_TO DO_.
Go through the records, and copy each line in which the string "filter" is present.

_TASK MATERIAL_.
PR #195, opened 2018-02-13
Properly set filter rules for geo answers

scoursen:
Only set filter rules when geo target information is configured.  If the answer has no geo target, don't set the rules.

### DIFF
--- a/octodns/provider/ns1.py
+++ b/octodns/provider/ns1.py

_ANSWER BOX_.
Properly set filter rules for geo answers
Only set filter rules when geo target information is configured.  If the answer has no geo target, don't set the rules.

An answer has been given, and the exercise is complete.